Stored data entries
BEGIN
PR #262, opened 2022-01-27
Redesign update API to task API

alallema:
### Breaking Changes
All the actions on indexes are now asynchronous:
- `CreateIndex()`, `UpdateIndex()`, `DeleteIndex()` return a `Task` response instead of an `Index`.
- `index.Create` and `index.Delete` from index return a `task`.
- `WaitForPendingUpdate()`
END
Exact copies of every record above are required.

PR #262, opened 2022-01-27
Redesign update API to task API

alallema:
### Breaking Changes
All the actions on indexes are now asynchronous:
- `CreateIndex()`, `UpdateIndex()`, `DeleteIndex()` return a `Task` response instead of an `Index`.
- `index.Create` and `index.Delete` from index return a `task`.
- `WaitForPendingUpdate()`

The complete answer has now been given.